# Task instructions
List all lines in the material below that contain "Waiting".

# Data section
PR #1330, opened 2022-10-27
Make PR checks compatible with the latest version of the `ubuntu-latest` runner image

henrymercer:
This PR updates the PR checks to handle the recent update to the `ubuntu-latest` runner image.  This is being moved over to Ubuntu 22.04, which is only compatible with CodeQL CLI 2.7.3 and later.  Some of our PR checks use very old CLIs, and this PR updates them to run on the `ubuntu-20.04` image instead.

Planned work:
- Introducing a process to run our checks against new runner images before the `-latest` image changes.
- In the future, deprecating support for versions of the CLI earlier than 2.7.3.
- Potentially introducing a more helpful error message into the Action when we hit this case.  Impact depends on how many customers are running the latest Action (so they'll benefit from the new error message) against a very old CLI (older than 2.7.3).

### DIFF
--- a/.github/workflows/unset-environment-new-cli.yml
+++ b/.github/workflows/unset-environment-new-cli.yml
@@ -21,7 +21,7 @@ jobs:
     strategy:
       matrix:
         include:
-        - os: ubuntu-latest
+        - os: ubuntu-20.04
           version: stable-20210809
         - os: ubuntu-latest
           version: cached
--- a/pr-checks/sync.py
+++ b/pr-checks/sync.py
@@ -22,8 +22,8 @@ def isCompatibleWithLatestImages(version):
     if version in ["cached", "latest", "nightly-latest"]:
         return True
     date = version.split("-")[1]
-    # The first version of the CodeQL CLI compatible with the latest runner images is 2.7.3.
-    # This appears in CodeQL Bundle version codeql-bundle-20211208.
+    # The first version of the CodeQL CLI compatible with `ubuntu-22.04` and `windows-2022` is
+    # 2.7.3. This appears in CodeQL Bundle version codeql-bundle-20211208.
     return date >= "20211208"
 
 
--- a/pr-checks/sync.py
+++ b/pr-checks/sync.py
@@ -1,6 +1,7 @@
 import ruamel.yaml
 import os
 
+# The default set of CodeQL Bundle versions to use for the PR checks.
 defaultTestVersions = [
     # The oldest supported CodeQL version: 2.4.5. If bumping, update `CODEQL_MINIMUM_VERSION` in `codeql.ts`
     "stable-20210308",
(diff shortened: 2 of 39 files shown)


pr-checks/sync.py
```diff
@@ -15,14 +16,32 @@
...
     "nightly-latest"
 ]
-defaultOperatingSystems = ["ubuntu-latest", "macos-latest", "windows-2019"]
+
+
+def isCompatibleWithLatestImages(version):
+    if version in ["cached", "latest", "nightly-latest"]:
+        return True
+    date = version.split("-")[1]
+    # The first version of the CodeQL CLI compatible with the latest runner images is 2.7.3.
```
aeisenberg, line 25: Can you be more specific here than "latest"? In the future, the "latest" will be different from what it is today.

aeisenberg (commented):
Thanks for looking into this.

administrateur-Sexflixxx (approved):

.github/workflows/unset-environment-new-cli.yml
```diff
@@ -21,7 +21,7 @@ jobs:
     strategy:
       matrix:
         include:
-        - os: ubuntu-latest
+        - os: ubuntu-20.04
           version: stable-20210809
         - os: ubuntu-latest
```
aeisenberg, line 26: Should this be changed to ubuntu-22.04? Or maybe above should be changed to ubuntu-latest (I think I'd prefer this). In general, we should not have to specify 22.04 (using latest instead) and when the next version of ubuntu comes out, some of our tests may break, but that's a good thing since we will be aware of this and can fix proactively.

henrymercer: Could you clarify what you mean by "Or maybe above should be changed to ubuntu-latest"?

aeisenberg: Sorry...that wasn't very clear. I am suggesting that everywhere there is `ubuntu-22.04` now, we should change to `ubuntu-latest`. This was when `ubuntu-latest` is changed again, we will know if anything is broken.

In particular, I was thinking here:

https://github.com/github/codeql-action/pull/1330/files/993ca05cd7741fd4e48fe6b8a3b28f102174f4b6#diff-9bec90e4ad9a179ec1c8e1266c2ddc2fc0fbd73db55720b3425cfdf667b89e14R116

and here:

https://github.com/github/codeql-action/pull/1330/files/993ca05cd7741fd4e48fe6b8a3b28f102174f4b6#diff-9bec90e4ad9a179ec1c8e1266c2ddc2fc0fbd73db55720b3425cfdf667b89e14R116

And in other places in `.github/workflows/python-deps.yml`.

henrymercer: Ah, I see what you mean now.  I think you're generally right, but my hesitancy for `python-deps.yml` specifically is that these jobs were previously testing against both `ubuntu-20.04` and `ubuntu-22.04`, and the migration of `ubuntu-latest` to `ubuntu-22.04` isn't fully rolled out.  It would be possible for `ubuntu-latest` to start pointing to `ubuntu-20.04` again before the rollout completes, which would cause us to silently lose test coverage here.  I'd be in favour to switching to `ubuntu-latest` once the rollout completes.

aeisenberg: > I'd be in favour to switching to ubuntu-latest once the rollout completes.

Sure. I'm guessing you're tracking this in https://github.com/github/codeql-core/issues/2909?

aeisenberg (approved):
This is fine as long as we use https://github.com/github/codeql-core/issues/2909 to remember to move to ubuntu-latest when 22.04 is fully rolled out.

PR #1334, opened 2022-10-28
Add a better error message for users of CodeQL CLI 2.7.2 and earlier running on `ubuntu-22.04`

henrymercer:
Improves the error message for users running (a) CLI 2.7.2 and earlier and (b) `ubuntu-22.04`, to which `ubuntu-latest` is now being migrated. Previously this was "undefined symbol: __libc_dlopen_mode, version GLIBC_PRIVATE". Now we give some guidance around glibc versions and using the `ubuntu-20.04` runner image.

Example workflow run with error: https://github.com/github/codeql-action/actions/runs/3347488560/jobs/5545531438


src/codeql.ts
```diff
@@ -742,15 +754,39 @@ async function getCodeQLForCmd(
...
+          tracerEnvJs,
+          envFile,
+        ]);
+      } catch (e) {
+        if (
+          e instanceof CommandInvocationError &&
+          e.output.includes(
+            "undefined symbol: __libc_dlopen_mode, version GLIBC_PRIVATE"
+          ) &&
+          process.platform === "linux" &&
```
aeisenberg, line 773: Minor: Is this line necessary? If we get this error and the platform is not linux, then what does that mean?

My guess is that it can't really happen.

src/codeql.ts
```diff
@@ -742,15 +754,39 @@ async function getCodeQLForCmd(
...
+            this,
+            CODEQL_VERSION_TRACING_GLIBC_2_34
+          ))
+        ) {
+          throw new util.UserError(
+            "The CodeQL CLI is incompatible with the version of glibc on your system. " +
+              `Please upgrade to CodeQL CLI version ${CODEQL_VERSION_TRACING_GLIBC_2_34} or ` +
+              "later. If you cannot upgrade to a newer version of the CodeQL CLI, you can " +
+              "alternatively use glibc 2.33 or earlier, for instance by running your workflow on " +
+              `the "ubuntu-20.04" runner image.`
```
aeisenberg, line 784: Does this sound better?

```suggestion
              "run your workflow on another image such as the "ubuntu-20.04" runner that has glibc 2.33 or earlier installed.`
```

src/codeql.ts
```diff
@@ -1259,7 +1295,7 @@ async function runTool(cmd: string, args: string[] = []) {
     ignoreReturnCode: true,
   }).exec();
   if (exitCode !== 0)
-    throw new CommandInvocationError(cmd, args, exitCode, error);
+    throw new CommandInvocationError(cmd, args, exitCode, error, output);
```
aeisenberg, line 1298: Looking at the definition of `CommandInvocationError`, the constructor only takes 4 args. Is this change right?

src/codeql.ts
henrymercer: I'm not aware of how this could happen on non-Linux operating systems.  My thinking was if we get this error and the platform is Linux, I think we want to know about it in our telemetry, so we don't want to make it a `UserError`.

src/codeql.ts
henrymercer: I added an additional argument in this PR so we can examine the stdout too.

aeisenberg (approved):

PR #1336, opened 2022-10-31
Handle concurrency waste out-of-the-box

IOrlandoni:
### Contents
Default implementation shown in readme does not handle concurrency in any way, wasting minutes running scans on each and every commit when it's unnecessary.

This PR proposes that the default implementation cancels in-progress runs of the workflow for the same github ref or PR. Meaning that, for example, quickly successive commits to an open pull request will not end with multiple completed runs, and only complete the latest commit.

### DIFF
--- a/README.md
+++ b/README.md
@@ -37,6 +37,11 @@ on:
     #        *  * * * *
     - cron: '30 1 * * 0'
 
+# We cancel any in-progess scans on the same ref/pr, as they are unnecessary.
+concurrency:
+  group: ${{ github.workflow }}-${{ github.event.pull_request.number || github.ref }}
+  cancel-in-progress: true
+
 jobs:
   CodeQL-Build:
     # CodeQL runs on ubuntu-latest, windows-latest, and macos-latest


adityasharad:
Thank you for the suggestion! 

Before we start making this the default recommendation in our readme and workflow template, there are some details we (the GitHub team maintaining the CodeQL Action) would like to figure out internally, in order to ensure a smooth experience when using this feature.

The two main potential risks we know of so far are:
- On large repos, repeatedly pushing new commits to a PR will keep cancelling the existing run and starting fresh runs, creating a long gap before the PR author sees even an initial set of code scanning results.
- Cancelled runs create notifications for the commit author, which may be a noisy user experience.

There may be other points of friction that we haven't fully understood yet.

I am going to close this PR for now, since we are not likely to merge it right away, but I want to be clear that this is a valuable suggestion we are taking seriously, and we have tracked it internally. We will spend some more time to understand the potential risks/friction of using this feature in a code scanning workflow, reduce that friction where possible, and then document it for our users so they can make an informed decision on whether to opt in. Until then, please feel free to use the `concurrency` feature within your own code scanning workflows, and let us know if you have any further feedback about the experience.

PR #1349, opened 2022-11-07
Improve experience when init fails before generating a config file

henrymercer:
Suppose a customer has a run where the init Action failed before saving a config file. When the customer opens their Actions logs, the UI currently focuses on the post init step, since this is the last step that failed.

Demoting the error in the post init Action to a warning means that the UI will instead focus on the `init` step, which is more useful for debugging what went wrong.


angelapwen (approved):
Makes sense, thank you!

PR #685, opened 2021-08-05
Add PR check job for Ruby beta

adityasharad:
Add a separate job that analyses the multilanguage test repo's Ruby code.
For now, run this only with the latest released build of CodeQL pointed to in `defaults.json`.
The nightly build and the cached builds don't support Ruby yet.

In future, we can update this and other PR checks to test a wider range of cases.

### Merge / deployment checklist

- [ ] Confirm this change is backwards compatible with existing workflows.
- [ ] Confirm the [readme](https://github.com/github/codeql-action/blob/main/README.md) has been updated if necessary.
- [ ] Confirm the [changelog](https://github.com/github/codeql-action/blob/main/CHANGELOG.md) has been updated if necessary.

PR #1350, opened 2022-11-07
Support Swift for private beta

angelapwen:
This PR:
- Updates the autobuild script path for Swift (it is expected that it lives in the `experimental` folder)
- Adds PR checks to test Swift analysis with custom builds and autobuild with the expected `CODEQL_ENABLE_EXPERIMENTAL_FEATURES_SWIFT` environment variable set; it looks like all other mechanisms are already in place (ie. Swift is already in the list of traced languages) so am testing that. I noticed it was missing in the linguist to language prefixes map so added it there. Note that custom builds are supported on ubuntu and MacOS but autobuild is only supported on MacOS for the time being. 
- Adds Swift interpretation and analysis timings to the status report on the CodeQL Action side. Note that we have not yet added the fields to the data warehouse, nor are we consuming it on github.com; this change will be a no-op until those changes are merged. 

Adding Swift to the [languages.test.ts file](https://github.com/github/codeql-action/pull/1322/files#diff-bab9ba94239436262696bc41b4415725ba3a7ff7e9a0c65b3de2f44c009ca4eb) will have been done in https://github.com/github/codeql-action/pull/1322 so I didn't add it to this PR to prevent the would-be merge conflict from refactoring the test. 

As a follow-up, we should add a PR check to test that Swift can be auto-detected once the corresponding CLI change makes it to a release. 


henrymercer (commented):
Looks good!  Could we check that language autodetection works for Swift too by adding a some more assertions to the `pr-checks/checks/multi-language-autodetect.yml` test?

pr-checks/checks/test-swift.yml
```diff
@@ -0,0 +1,28 @@
+name: "Swift analysis"
+description: "Tests creation of a Swift database"
+versions: ["latest", "cached", "nightly-latest"]
+operatingSystems: ["ubuntu", "macos"]
+env:
+  CODEQL_ENABLE_EXPERIMENTAL_FEATURES_SWIFT: "true"
```
henrymercer, line 6: We'll probably want to add `DOTNET_GENERATE_ASPNET_CERTIFICATE: "false"` here to suppress the interactive prompt on macOS.

pr-checks/checks/test-swift.yml
```diff
@@ -0,0 +1,28 @@
...
+steps:
+  - uses: ./../action/init
+    with:
+      languages: swift
+      tools: ${{ steps.prepare-test.outputs.tools-url }}
+    env:
+      TEST_MODE: true
+  - name: Build code
+    shell: bash
+    run: ./build.sh
```
henrymercer, line 16: It might be useful to test the autobuild Action for Swift too / instead, since we added some custom logic to find it.

angelapwen:
> Looks good! Could we check that language autodetection works for Swift too by adding a some more assertions to the `pr-checks/checks/multi-language-autodetect.yml` test?

I actually made a separate Swift PR check because I saw that we deliberately made a separate Ruby check from the multilanguage test when Ruby was being rolled out for beta (https://github.com/github/codeql-action/pull/685/files). In fact, Ruby is still a separate PR check and not in `multi-language-autodetect.yml` test probably because we forgot to add it back once we GA'd it. Do you think we should just combine them all into 1 check now, even though Swift is going to be in beta?

To clarify though, I believe the autodetection itself is being tested with the Ruby check, and the Swift check I added. They're both finding the Ruby/Swift code in the `tests/multi-language-repo` directory and detecting/building them with the build script appropriately; just in a separate test from the PR check that tests for all repos. I could rename it to `test-swift-autodetect.yml` to clarify.

henrymercer:
> I actually made a separate Swift PR check because I saw that we deliberately made a separate Ruby check from the multilanguage test when Ruby was being rolled out for beta (https://github.com/github/codeql-action/pull/685/files).

The separate PR check makes sense, as we can validate that Swift _isn't_ enabled when the experimental environment variable isn't set, because the autodetect languages test doesn't build a Swift DB.

I think the thing that's missing from both Ruby and Swift is a test that the autodetection mechanism works, i.e. if you don't pass a `languages: ` input to the `init` Action, then we pick up on the Swift code in the repo when the experimental environment variable is set.

pr-checks/checks/test-swift.yml
angelapwen: I've added it to all the new checks, but I don't fully understand why we need to include this env variable on some checks but not others (so far they're only enabled on the Go tracing ones).

pr-checks/checks/test-swift.yml
angelapwen: Done!

angelapwen:
Ah, makes sense!

I made the following changes:
- added a separate Swift autodetect PR check
- added a separate Swift autobuild PR check
- added a separate Swift check that doesn't set the experimental environment variable and makes sure the Swift database isn't built (I thought it didn't make too much sense to check this inside the multilanguage one, but we could theoretically do this check and the corresponding Ruby check in that test).

pr-checks/checks/test-swift.yml
adityasharad: Conceptually, any build that runs `dotnet` under the CodeQL tracer will need this variable set.

However, the C# tracing configuration already sets this variable on its own, which should explain why you don't need to manually set it in the test workflows that run only C#.

As far as I know the Go tracing configuration does not set this variable (because it's not expecting to run `dotnet` builds -- maybe we should add it anyway). However, the Go autobuilder is very permissive in what build scripts it looks for, and will call our multilanguage test build script that includes `dotnet`. So for the Go test workflows we need to set this variable explicitly to avoid the unrelated `dotnet` build script from freezing during a Go traced build.

angelapwen: A ha, I see. So because the Swift autobuild script doesn't call the multilanguage test build script, we shouldn't need it here (that explains why the PR checks were passing before I added the variable).

pr-checks/checks/ruby-autodetect.yml
```diff
@@ -0,0 +1,24 @@
+name: "Ruby analysis using autodetect"
```
aeisenberg, line 1: We already have the `multi-language-autodetect.yml` test. Does it make more sense to merge this test and the swift autobuild test into that one?

aeisenberg: Hmmm...I see there is the swift autodetect and swift autbuild tests below. Only one of these can be merged into `multi-language-autodetect.yml` The other would have to remain separate

angelapwen: I don't think we want to merge these tests in, because both depend on (separate) experimental flags while the languages are in beta. But we'll merge them in once the languages are out of beta. I can add that as a comment.

angelapwen:
Reverting to draft because I hadn't realized some features we're testing were not/may not yet be implemented on the CLI side (Swift autodetection + Swift autobuild)

angelapwen:
Autobuild and custom build PR checks now work 😄 

Waiting on CLI side autodetection of Swift, and then hopefully that PR check will pass and this PR will be ready for review.

AlexDenisov:
> Waiting on CLI side autodetection of Swift, and then hopefully that PR check will pass and this PR will be ready for review.

What is "CLI side autodetection of Swift"?

AlexDenisov:
Also, the failing job' log contains the following (_modified by hand for readability_):
```
/opt/hostedtoolcache/CodeQL/0.0.0-20221024/x64/codeql/codeql database init \
--db-cluster /home/runner/work/_temp/codeql_databases \
--source-root=/home/runner/work/codeql-action/codeql-action \
--language=javascript --language=python --language=java \
--language=csharp --language=ruby --language=cpp --language=go \
--begin-tracing --trace-process-name=Runner.Worker.exe \
--codescanning-config=/home/runner/work/_temp/user-config.yaml
```
note the absence of Swift in the list of languages.

henrymercer:
> What is "CLI side autodetection of Swift"?

Language autodetection is about figuring out what languages to analyze when users don't provide a `languages` input to the `init` Action.  Generally we advise leaving this blank so users will automatically benefit from support for new languages, as in the snippet below.

```yml
      # Initializes the CodeQL tools for scanning.
      - name: Initialize CodeQL
        uses: github/codeql-action/init@v2
        # Override language selection by uncommenting this and choosing your languages
        # with:
        #   languages: go, javascript, csharp, python, cpp, java
```

We are in the process of migrating some functionality from the CodeQL Action to the CLI, including language autodetection.  As a result, the functionality is different between the CodeQL Action and the CLI.  Language autodetection for Swift for instance works in the CodeQL Action but not the CLI.

My current thoughts about this is that Swift language autodetection not working in the CLI should not block merging this PR — we should disable it with `CODEQL_PASS_CONFIG_TO_CLI=false` in the PR check for now and add a comment explaining that it is not currently implemented.

henrymercer:
Looking at the other failing jobs, "PR Check - Swift analysis using a custom build command" is hanging on macOS due to the .NET certificate prompt.  We need to add `DOTNET_GENERATE_ASPNET_CERTIFICATE=false` to all checks that run `build.sh` either manually or through the autobuilder to avoid this, and I think adding this environment variable to this check should make the check pass.

henrymercer:
Looks like we're not autodetecting Swift in the Action either — I think this is because the language auto-detection uses the languages on `main`.  We could add the Swift code to `multi-language-repo` in a separate PR to introduce some Swift on `main` — not sure if there's a more elegant solution.

angelapwen:
This PR should be ready to merge but is blocked on https://github.com/github/codeql-action/pull/1357 (or some other fix to the node modules PR check)

henrymercer (approved):
Very nice, thanks for your diligence with the PR checks!  I think we just need to merge in `main` to get the checked-in dependencies check passing.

# Exercise response
Waiting on CLI side autodetection of Swift, and then hopefully that PR check will pass and this PR will be ready for review.
> Waiting on CLI side autodetection of Swift, and then hopefully that PR check will pass and this PR will be ready for review.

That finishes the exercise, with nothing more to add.